• _WORK ORDER_
Take the line that has "### Checklist" in it and every line after it to the end of the entries, and reproduce them exactly.

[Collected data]

BEGIN

PR #2208, opened 2020-05-20
Increase cluster update timeout to 45 minutes

michaelbeaumont:
### Checklist
- [ ] Manually tested


cPu1:
In my tests for `update cluster`, the update operation completed within 30 minutes. But looks like that duration can change depending on the load.

michaelbeaumont:
> In my tests for `update cluster`, the update operation completed within 30 minutes. But looks like that duration can change depending on the load.

Yeah and I just want to increase it to some number so that it always finishes for our integration tests, for now. 45 minutes might be too high in the end.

END

• _ANSWER BOX_
### Checklist
- [ ] Manually tested


cPu1:
In my tests for `update cluster`, the update operation completed within 30 minutes. But looks like that duration can change depending on the load.

michaelbeaumont:
> In my tests for `update cluster`, the update operation completed within 30 minutes. But looks like that duration can change depending on the load.

Yeah and I just want to increase it to some number so that it always finishes for our integration tests, for now. 45 minutes might be too high in the end.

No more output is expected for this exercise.